Stored data entries
========================================================================

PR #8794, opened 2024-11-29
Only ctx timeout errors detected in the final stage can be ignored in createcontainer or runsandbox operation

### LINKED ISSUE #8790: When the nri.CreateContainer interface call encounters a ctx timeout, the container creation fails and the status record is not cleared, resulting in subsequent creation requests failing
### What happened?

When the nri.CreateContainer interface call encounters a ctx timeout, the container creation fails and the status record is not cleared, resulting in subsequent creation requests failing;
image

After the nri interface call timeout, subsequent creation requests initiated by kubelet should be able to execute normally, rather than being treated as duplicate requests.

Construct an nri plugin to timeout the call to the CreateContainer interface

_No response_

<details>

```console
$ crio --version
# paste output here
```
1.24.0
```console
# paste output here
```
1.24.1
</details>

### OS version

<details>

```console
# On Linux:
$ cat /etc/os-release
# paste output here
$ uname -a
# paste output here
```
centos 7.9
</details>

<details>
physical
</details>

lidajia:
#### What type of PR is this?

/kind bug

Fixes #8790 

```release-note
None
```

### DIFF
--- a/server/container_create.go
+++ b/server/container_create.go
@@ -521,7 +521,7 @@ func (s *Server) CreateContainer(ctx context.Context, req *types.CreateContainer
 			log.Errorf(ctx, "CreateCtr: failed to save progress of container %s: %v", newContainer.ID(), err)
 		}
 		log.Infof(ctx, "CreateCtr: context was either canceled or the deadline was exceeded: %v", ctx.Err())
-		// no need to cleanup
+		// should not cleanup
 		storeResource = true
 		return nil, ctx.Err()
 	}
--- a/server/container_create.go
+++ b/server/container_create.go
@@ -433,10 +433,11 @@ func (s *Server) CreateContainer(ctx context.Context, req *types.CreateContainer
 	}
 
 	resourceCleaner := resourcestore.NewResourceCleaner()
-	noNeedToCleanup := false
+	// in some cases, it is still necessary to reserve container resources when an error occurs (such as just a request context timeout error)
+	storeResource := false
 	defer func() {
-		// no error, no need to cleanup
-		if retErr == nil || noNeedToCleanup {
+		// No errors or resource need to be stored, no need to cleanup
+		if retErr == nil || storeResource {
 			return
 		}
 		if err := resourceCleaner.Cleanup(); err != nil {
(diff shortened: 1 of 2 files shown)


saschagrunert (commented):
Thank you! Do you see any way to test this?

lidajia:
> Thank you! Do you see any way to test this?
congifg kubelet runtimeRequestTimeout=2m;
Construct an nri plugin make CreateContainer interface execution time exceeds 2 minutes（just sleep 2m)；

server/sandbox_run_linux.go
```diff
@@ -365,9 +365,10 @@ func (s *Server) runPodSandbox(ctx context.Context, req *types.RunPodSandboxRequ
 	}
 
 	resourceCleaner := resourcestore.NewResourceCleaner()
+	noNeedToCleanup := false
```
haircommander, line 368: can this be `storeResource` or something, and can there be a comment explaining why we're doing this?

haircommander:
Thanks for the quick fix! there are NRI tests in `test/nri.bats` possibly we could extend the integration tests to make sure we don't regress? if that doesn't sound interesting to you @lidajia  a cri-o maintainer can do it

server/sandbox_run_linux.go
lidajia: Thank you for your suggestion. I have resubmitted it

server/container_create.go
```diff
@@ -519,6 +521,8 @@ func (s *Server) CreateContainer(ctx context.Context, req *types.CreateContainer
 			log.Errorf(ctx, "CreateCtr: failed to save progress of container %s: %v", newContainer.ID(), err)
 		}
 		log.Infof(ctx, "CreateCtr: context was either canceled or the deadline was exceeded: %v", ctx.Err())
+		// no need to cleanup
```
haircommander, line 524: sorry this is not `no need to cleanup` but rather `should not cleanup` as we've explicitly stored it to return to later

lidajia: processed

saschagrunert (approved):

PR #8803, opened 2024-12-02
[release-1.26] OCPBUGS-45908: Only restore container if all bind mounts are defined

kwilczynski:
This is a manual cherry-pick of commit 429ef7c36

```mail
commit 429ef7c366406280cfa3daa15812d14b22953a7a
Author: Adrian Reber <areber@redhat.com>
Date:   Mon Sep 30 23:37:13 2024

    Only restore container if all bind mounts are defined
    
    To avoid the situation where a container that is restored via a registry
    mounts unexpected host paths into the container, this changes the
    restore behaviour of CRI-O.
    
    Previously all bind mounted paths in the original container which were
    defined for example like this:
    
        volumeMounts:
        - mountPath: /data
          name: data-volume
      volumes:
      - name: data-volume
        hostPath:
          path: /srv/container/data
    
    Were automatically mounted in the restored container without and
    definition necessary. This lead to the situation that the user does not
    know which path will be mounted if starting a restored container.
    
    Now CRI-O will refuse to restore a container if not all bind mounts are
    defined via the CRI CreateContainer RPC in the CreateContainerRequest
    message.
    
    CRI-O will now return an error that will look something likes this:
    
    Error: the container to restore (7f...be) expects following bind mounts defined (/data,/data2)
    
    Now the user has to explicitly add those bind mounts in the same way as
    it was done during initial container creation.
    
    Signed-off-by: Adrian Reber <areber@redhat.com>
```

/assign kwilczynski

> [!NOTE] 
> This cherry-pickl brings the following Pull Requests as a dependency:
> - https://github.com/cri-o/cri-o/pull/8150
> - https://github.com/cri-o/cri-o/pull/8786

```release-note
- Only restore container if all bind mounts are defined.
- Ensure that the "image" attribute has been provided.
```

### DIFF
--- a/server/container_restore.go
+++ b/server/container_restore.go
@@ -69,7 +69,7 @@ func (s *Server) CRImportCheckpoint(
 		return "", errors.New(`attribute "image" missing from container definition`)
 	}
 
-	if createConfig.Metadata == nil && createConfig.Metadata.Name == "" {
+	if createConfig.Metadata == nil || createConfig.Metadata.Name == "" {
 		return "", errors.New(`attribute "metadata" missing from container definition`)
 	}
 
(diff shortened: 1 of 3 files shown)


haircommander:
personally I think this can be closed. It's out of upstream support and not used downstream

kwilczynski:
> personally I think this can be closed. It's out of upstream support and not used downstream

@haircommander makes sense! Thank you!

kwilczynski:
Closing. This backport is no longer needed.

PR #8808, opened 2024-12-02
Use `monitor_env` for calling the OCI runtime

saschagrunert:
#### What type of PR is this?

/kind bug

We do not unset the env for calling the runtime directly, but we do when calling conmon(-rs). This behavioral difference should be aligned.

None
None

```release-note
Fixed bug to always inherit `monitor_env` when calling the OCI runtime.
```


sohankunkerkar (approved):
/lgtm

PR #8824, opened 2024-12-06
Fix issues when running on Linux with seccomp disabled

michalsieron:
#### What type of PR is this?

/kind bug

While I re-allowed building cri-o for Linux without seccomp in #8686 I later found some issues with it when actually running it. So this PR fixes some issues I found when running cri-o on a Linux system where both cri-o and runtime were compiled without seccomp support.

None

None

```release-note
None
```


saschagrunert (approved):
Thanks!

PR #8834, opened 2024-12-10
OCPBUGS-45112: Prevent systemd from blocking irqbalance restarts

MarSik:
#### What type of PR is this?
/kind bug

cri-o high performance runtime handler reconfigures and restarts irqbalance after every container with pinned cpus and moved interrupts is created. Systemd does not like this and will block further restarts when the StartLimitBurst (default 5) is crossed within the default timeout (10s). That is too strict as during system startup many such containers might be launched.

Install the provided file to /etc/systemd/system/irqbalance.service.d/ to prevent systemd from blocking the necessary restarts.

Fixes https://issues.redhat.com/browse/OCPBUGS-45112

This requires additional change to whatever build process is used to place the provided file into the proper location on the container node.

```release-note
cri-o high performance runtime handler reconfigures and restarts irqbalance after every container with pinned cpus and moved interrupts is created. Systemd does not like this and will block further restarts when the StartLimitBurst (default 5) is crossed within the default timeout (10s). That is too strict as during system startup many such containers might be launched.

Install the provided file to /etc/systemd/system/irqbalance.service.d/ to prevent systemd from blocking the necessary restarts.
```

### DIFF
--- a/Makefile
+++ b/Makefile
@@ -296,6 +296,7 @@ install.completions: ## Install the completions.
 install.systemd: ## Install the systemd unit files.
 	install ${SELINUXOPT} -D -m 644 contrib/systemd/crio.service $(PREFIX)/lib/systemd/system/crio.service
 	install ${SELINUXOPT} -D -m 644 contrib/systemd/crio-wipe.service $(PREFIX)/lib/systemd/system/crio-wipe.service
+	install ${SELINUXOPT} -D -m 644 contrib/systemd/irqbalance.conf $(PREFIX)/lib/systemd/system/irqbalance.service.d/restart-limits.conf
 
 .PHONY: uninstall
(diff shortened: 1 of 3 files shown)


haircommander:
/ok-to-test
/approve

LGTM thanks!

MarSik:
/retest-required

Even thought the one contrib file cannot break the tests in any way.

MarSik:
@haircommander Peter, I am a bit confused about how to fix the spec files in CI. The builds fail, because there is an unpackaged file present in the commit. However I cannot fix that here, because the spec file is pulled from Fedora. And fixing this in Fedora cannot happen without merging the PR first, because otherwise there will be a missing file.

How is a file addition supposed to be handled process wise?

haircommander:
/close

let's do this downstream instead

========================================================================

Using only the data above, copy out the lines that include the word "types".

TASK RESULT:
@@ -521,7 +521,7 @@ func (s *Server) CreateContainer(ctx context.Context, req *types.CreateContainer
@@ -433,10 +433,11 @@ func (s *Server) CreateContainer(ctx context.Context, req *types.CreateContainer
@@ -365,9 +365,10 @@ func (s *Server) runPodSandbox(ctx context.Context, req *types.RunPodSandboxRequ
@@ -519,6 +521,8 @@ func (s *Server) CreateContainer(ctx context.Context, req *types.CreateContainer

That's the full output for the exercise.